Es técnico en computación y producía y distribuía pornografía infantil de varones menores de 18 años. Usaba una computadora que estaba en la casa de su madre.  


Una PC ubicada en la casa de su madre, seis direcciones distintas de IP, voluminosos archivos almacenados en una cuenta Dropbox y una organización internacional que defiende a los niños de la explotación sexual.

No es el argumento de una serie de ficción de Netflix, es un caso real de tráfico de pornografía infantil ocurrido en Córdoba y que tuvo como protagonista a un técnico de computación domiciliado en la localidad de La Carlota, en el sur de la provincia

La Carlota, Córdoba.

El pedófilo, identificado como Maximiliano Emanuel Piolatto, acaba de ser condenado a siete años de prisión luego de que se confesara culpable de descargar y producir pornografía infantil desde la computadora de la casa de su madre.

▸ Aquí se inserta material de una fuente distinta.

PR #2798, opened 2024-05-13
Fix info message after saving page content twice

### LINKED ISSUE #2673: Page with content reports "successfully updated" instead of "no changes"
### Describe the Bug

Because we try to normalize the page content before saving it to the database in a format different to the one that tinymce exports, django always reports that the content field changed (except on empty pages), even when just clicking "Update".

This should largely be fixed by #2668

### Steps to Reproduce

1. Go to a page with >1 lines of content
2. Compare the source in tinymce with the content in the database (e.g. via django admin) → They are different (e.g. `<br>` vs. `\r\n`)
3. Click on *Update*

### Expected Behavior

The page should show *No changes detected, but date refreshed*

### Actual Behavior

The page shows <i>Page "</i>&lt;page name&gt;<i>" was successfully updated</i>

deen13:
### Short description

This pull request addresses the issue of Tinymce adding whitespace to the content by setting indent: false in the Tinymce configuration. Currently, the added whitespace by Tinymce causes our backend to incorrectly determine whether the content has been edited or not. This is evident when saving a newly created page for the second time, as it erroneously indicates that changes have been saved even when there are none.

Further Explanation: https://stackoverflow.com/a/39489073
Demonstration: https://github.com/digitalfabrik/integreat-cms/assets/13850172/e40e868e-87a5-4972-818d-378c8014aae5

### Proposed changes
- Set indent: false in the Tinymce configuration to prevent the addition of whitespace to the content.

### Resolved issues

Fixes: #2673

### DIFF
--- a/integreat_cms/static/src/js/forms/tinymce-init.ts
+++ b/integreat_cms/static/src/js/forms/tinymce-init.ts
@@ -100,6 +100,7 @@ window.addEventListener("load", () => {
             link_default_protocol: "https",
             target_list: false,
             default_link_target: "",
+            indent: false,
             document_base_url: tinymceConfig.getAttribute("data-webapp-url"),
             relative_urls: false,
             remove_script_host: false,


seluianova (commented):
It solves the issue ✅
But there is one side effect:
We lose the "source code" formatting of the content.
This can be checked in the editor via View --> Source code.

However I don't know if anyone uses this menu item, and may be upset at the loss of formatting. 
Probably not, but maybe someone else in the team has a clearer opinion on this?

deen13:
> It solves the issue ✅
> But there is one side effect:
> We lose the "source code" formatting of the content.
> This can be checked in the editor via View --> Source code.
> 
> However I don't know if anyone uses this menu item, and may be upset at the loss of formatting.
> Probably not, but maybe someone else in the team has a clearer opinion on this?

Hey @osmers, do you have any insights on how technically savvy the users are?

osmers:
@deen13 one question - Tory writes that we lose the source code formatting - I assume that does not count for the whole text but only for a section of it?
In general, I would say that the source code menu is not used that often by most of the municipalities, since they have no need to use it.

deen13:
We have reached a consensus that the time and resources required to address it do not outweigh the expected benefits. We will continue to monitor the situation and re-evaluate the priority of this issue in the future if necessary.

PR #2802, opened 2024-05-15
GVZ: search region by name

svenseeberg:
### Short description

If a region name is available but no AGS, the AGS should be determined with the GVZ API.

### Proposed changes
- Search for AGS if region name is available but AGS is not
- Only set region name from API if it does not override an existing name (most likely entered manually)

### Side effects
- N/A

### Resolved issues
Fixes: https://chat.tuerantuer.org/digitalfabrik/threads/tczb6bt38pg9xy8i3f5z7sfrka


charludo (approved):
LGTM

PR #2803, opened 2024-05-15
Fix nonexistant language MT provider leading to error in tests

charludo:
### Short description

For a while now, I've been getting test failures relating to the MT management view. I'm not entirely sure *why* those happen (esp. since they do not *always* happen, and apparently never happens on CircleCI), but if they do happen, it's due to a key error when querying for the MT provider for a given language.

If someone has a idea how to fix the root cause of this, I am all ears 😄 

### Proposed changes

- instead of directly accessing the dict value via `[]`, `get()` it with fallback `None`

### Side effects

- none 

### Resolved issues

Fixes: n/a


MizukiTemma (approved):
hmmm 🤔 I could reproduce the problem, but me neither have any idea why...... 😅 

Though thank you for the fix 👍

seluianova (approved):
I haven’t seen the issue, but if this helps, I think it’s good to go 👍

PR #2804, opened 2024-05-15
pre-commit: Remove prettier because the repo is now archived

cclauss:
https://github.com/pre-commit/mirrors-prettier
* prettier/prettier#16229

One of the other options could be used:
* https://github.com/prettier/prettier/blob/main/docs/precommit.md

```diff
  - repo: https://github.com/pre-commit/mirrors-prettier
    rev: v4.0.0-alpha.8
    hooks:
      - id: prettier
        additional_dependencies:
          - prettier@3.2.5
```

- - -

Unrelated CodeQL warnings: https://github.blog/changelog/2024-01-23-codeql-2-16-python-dependency-installation-disabled-new-queries-and-bug-fixes/

### Proposed changes

- 
- 

### Side effects

- 
- 

### Resolved issues

Fixes: #

### DIFF
--- a/.pre-commit-config.yaml
+++ b/.pre-commit-config.yaml
@@ -49,12 +49,6 @@ repos:
           - eslint@8.56.0
           - "@typescript-eslint/eslint-plugin@6.21.0"
           - "eslint-plugin-prefer-arrow@1.2.3"
-  - repo: https://github.com/pre-commit/mirrors-prettier
-    rev: v4.0.0-alpha.8
-    hooks:
-      - id: prettier
-        additional_dependencies:
-          - prettier@3.2.5
   - repo: local
     hooks:
       - id: translations


charludo:
Thanks for the PR! I'd argue Option 4 would probably make the most sense, given that the install script makes sure prettier is available anyways?

cclauss:
I am a bit out of my depth with those options.  If you know how to implement an appropriate solution then we can close this PR with unmerged commits.

charludo:
> I am a bit out of my depth with those options. If you know how to implement an appropriate solution then we can close this PR with unmerged commits.

Is it alright with you if I push a commit with the script to this branch?

cclauss:
Sure!

charludo:
Sorry for taking so long to get back to you!

I just realized I can't easily commit to your fork, so let's do it like this instead:

This works great (unmodified from the link you provided; put in `.git/hooks/pre-commit` and `chmod +x`).
```bash
#!/bin/sh
FILES=$(git diff --cached --name-only --diff-filter=ACMR | sed 's| |\\ |g')
[ -z "$FILES" ] && exit 0

# Prettify all selected files
echo "$FILES" | xargs ./node_modules/.bin/prettier --ignore-unknown --write

# Add back the modified/prettified files to staging
echo "$FILES" | xargs git add

exit 0
```

I think the previous behavior was to write, but not re-add the changed files (delete the line with `echo "$FILES" | xargs git add`). This makes the hook fail if it has to re-format some file(s). I think this is the better behaviour, since this way you can manually check the changes before commiting.

All that's left is then to include 
```yaml
 - repo: local
    hooks:
      - id: prettier
        name: prettier (custom script)
        entry: ./.git/hooks/pre-commit
        language: script
        pass_filenames: false
```
in the `.pre-commit-config.yaml` file.

timobrembeck:
@charludo do you think we could include this functionality into our [./tools/prettier.sh](https://github.com/digitalfabrik/integreat-cms/blob/204a66f9da45d906a7471baa8fb94ca580718563/tools/prettier.sh) instead of the `.git/hooks/pre-commit` which is not part of the version control itself? :thinking:

charludo:
> @charludo do you think we could include this functionality into our [./tools/prettier.sh](https://github.com/digitalfabrik/integreat-cms/blob/204a66f9da45d906a7471baa8fb94ca580718563/tools/prettier.sh) instead of the `.git/hooks/pre-commit` which is not part of the version control itself? 🤔

Oops, yes, absolutely. 

Actually, we could probably switch all of the pre-commit hooks for which corresponding devtools exist over to this approach...? Not sure if there are downsides, but it would ensure versions between devtool/pre-commit are always consistent, plus we could finally add a pre-commit hook for pylint

charludo (approved):
> Actually, we could probably switch all of the pre-commit hooks for which corresponding devtools exist over to this approach

I'll open a new PR for this, so I think this one is good to go! Thank you @cclauss

timobrembeck (approved):
Great, thanks! :+1:

(and sorry for the long delay between opening the PR and merging it :innocent:)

El operativo y la investigación que lo delató se inició a través de una ONG, National Center for Missing and Exploited Children (Ncmec), quien detectó su actividad y envió un informe a la Argentina.

Cómo cayó. Lo que llamó al organismo internacional fue no sólo el contenido pornopedófilo de las imágenes, sino también el copioso material que iba almacenando Piolatto en el software Dropbox, cuya cuenta de usuario era “Maxipiolatttto”.

Los sensores en Estados Unidos se pusieron en rojo por primera vez el 28 de enero de 2015.

Pornografía infantil.

Desde esa fecha y hasta el 8 de marzo de ese año detectaron el tráfico de 303 archivos de pornografía infantil que provenía de distintos IP, ubicados en un domicilio de La Carlota, que luego se determinó era la casa de la madre de Piolatto, según informa este jueves Puntal.com

El contenido de lo que el pedófilo subía a la red eran imágenes y videos de varones menores de 18 años, que exhibían sus genitales o tenían sexo explícito e implícito.

Pornografía infantil

Fue la empresa Dropbox, con sede en San Francisco (EE.UU.), quien se contactó con la ONG para que analizara el contenido del material que provenía de la cuenta sospechosa.

Desde allí se envió una señal de alarma al coordinador General de Fiscalías Especializadas en Delitos Informáticos de Capital Federal. 

Pornografía infantil.

Las señales de alerta venían acompañadas de 2 CD que contenían el material pornográfico incautado.

Esos discos, a su vez, fueron enviados a la Sección Informática Forense de Policía Judicial de Córdoba, y fue puesto a disposición de la Fiscalía de Intrucción de La Carlota.

Para la sorpresa de las autoridades judiciales se descubrió que Piolatto no sólo descargaba y distribuía miles de archivos de pedofilia entre usuarios de distintos lugares del mundo, sino que en su domicilio particular producía material propio que luego subía a Internet.

Pornografía Infantil.

Finalmente sea descubrió que entre enero y agosto de 2017, fotografió y filmó desnudo a un niño de 7 años que solía dormir en su casa.